大きすぎる机の上に、真新しい羊皮紙と羽ペンが置かれていた。

その前にちょこんと座る少年の姿は、部屋の広さに比べてあまりに小さかった。まだ四歳、背筋をまっすぐに伸ばそうとしても、椅子の背には届かない。


「テリュース、手元を見なさい。……そう、そこに“G”と書くのです」

鋭い声が背後から飛ぶ。冷ややかな調子の「ミセス」は、母親というよりも監督官だった。

彼女の白い指が紙の上を示すが、その指先には温もりはなく、ただ命令の矢印のように冷たく突き刺さった。

テリィは小さな手で羽ペンを握り、ぎこちなく紙の上に動かした。インクがぽたりと落ち、黒い染みが広がる。


「違います。……何度言えばわかるのですか」


ため息とともに、乾いた声が響いた。

テリィは肩をすくめた。まだ幼い指は思うように動かない。
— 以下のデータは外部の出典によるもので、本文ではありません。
PR #19499, opened 2022-02-04
[MM-40935] Add OnInstall() plugin hook

hanzei:
#### Summary
This PR implements a `OnInstall()` hook that is triggered when the plugin is installed as part of the onboarding flow. A new type `model.OnInstallEvent` is used as an argument that allows future extension.

In the future, other install method like the Marketplace should also trigger the hook.

#### Ticket Link
https://mattermost.atlassian.net/browse/MM-40935

#### Release Note

```release-note
Added OnInstall() plugin hook
```

### DIFF
--- a/model/plugin_on_install_event.go
+++ b/model/plugin_on_install_event.go
@@ -1,0 +1,9 @@
+// Copyright (c) 2015-present Mattermost, Inc. All Rights Reserved.
+// See LICENSE.txt for license information.
+
+package model
+
+// OnInstallEvent is send to the plugin when it gets installed.
+type OnInstallEvent struct {
+	UserId string // The user who installed the plugin
+}
--- a/model/plugin_on_install_event.go
+++ b/model/plugin_on_install_event.go
@@ -3,7 +3,7 @@
 
 package model
 
-// OnInstallEvent is send to the plugin when it gets installed.
+// OnInstallEvent is sent to the plugin when it gets installed.
 type OnInstallEvent struct {
 	UserId string // The user who installed the plugin
 }
--- a/plugin/hooks.go
+++ b/plugin/hooks.go
@@ -251,10 +251,10 @@ type Hooks interface {
 	// Minimum server version: 6.4
 	RunDataRetention(nowTime, batchSize int64) (int64, error)
 
-	// OnInstall is invoked after the installation of a plugin as part of the unboarding.
+	// OnInstall is invoked after the installation of a plugin as part of the onboarding.
 	// It's called on every installation, not only once.
 	//
-	// In the future, other plugin installation method will trigger this hook, e.g. an installation via the Marketplace.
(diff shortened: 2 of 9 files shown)


hanzei:
If the approach of this PR gets approval, I'm going to create tickets for the other install methods.

plugin/hooks.go
```diff
@@ -249,4 +250,12 @@ type Hooks interface {
 	//
 	// Minimum server version: 6.4
 	RunDataRetention(nowTime, batchSize int64) (int64, error)
+
+	// OnInstall is invoked after the installation of a plugin as part of the unboarding.
```
catalintomai, line 254: unboarding - > onboarding

model/plugin_on_install_event.go
```diff
@@ -0,0 +1,9 @@
+// Copyright (c) 2015-present Mattermost, Inc. All Rights Reserved.
+// See LICENSE.txt for license information.
+
+package model
+
+// OnInstallEvent is send to the plugin when it gets installed.
+type OnInstallEvent struct {
```
catalintomai, line 7: do we expect to have more events similar to this in the future - if yes, would it make sense to have an `events` file instead?

catalintomai (approved):

model/plugin_on_install_event.go
```diff
@@ -0,0 +1,9 @@
+// Copyright (c) 2015-present Mattermost, Inc. All Rights Reserved.
+// See LICENSE.txt for license information.
+
+package model
+
+// OnInstallEvent is send to the plugin when it gets installed.
```
catalintomai, line 6: send -> sent

plugin/hooks.go
```diff
@@ -249,4 +250,12 @@ type Hooks interface {
...
+	// It's called on every installation, not only once.
+	//
+	// In the future, other plugin installation method will trigger this hook, e.g. an installation via the Marketplace.
```
catalintomai, line 257: method -> method(s)

model/plugin_on_install_event.go
hanzei: Yes, I would expect more plugin events to be added. https://github.com/mattermost/mattermost-server/blob/97ccf0bdf6f407d7308d58763f7687d3f079db67/model/plugin_cluster_event.go is the other existing one.

0/5 if it makes sense to consolidate into a single file. They are "stand alone" events and have nothing in common with each other besides that they are events.

levb (approved):
👍

DHaussermann (approved):
@hanzei This would be far more efficient to test post merge. 
For now there is not much we can do for functional testing on this.

We should test this post-merge.

model/plugin_on_install_event.go
catalintomai: the idea was to avoid creating one (few lines) file per event if we expect (many) more events in the future.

書きたい気持ちはあるのに、羽ペンは彼の手には重すぎた。


窓の外では、遠縁の親族の子どもが客人として滞在しており、芝生の上を数人の子どもたちが駆け回っていた。

歓声と笑い声が陽射しの中で弾けている。

けれど、その輪に彼の居場所はなかった。

机に座らされ、羽ペンを握らされたまま、幼い胸はしくしくと痛んでいた。


「もう一度」

継母の声に背中がびくりと震える。紙の上にまた不格好な“G”が並んでいく。

テリィは知っていた。どんなに努力しても「よくできました」という言葉は返ってこないことを。彼に与えられるのは、冷ややかな視線と「まだ駄目」という烙印だけ。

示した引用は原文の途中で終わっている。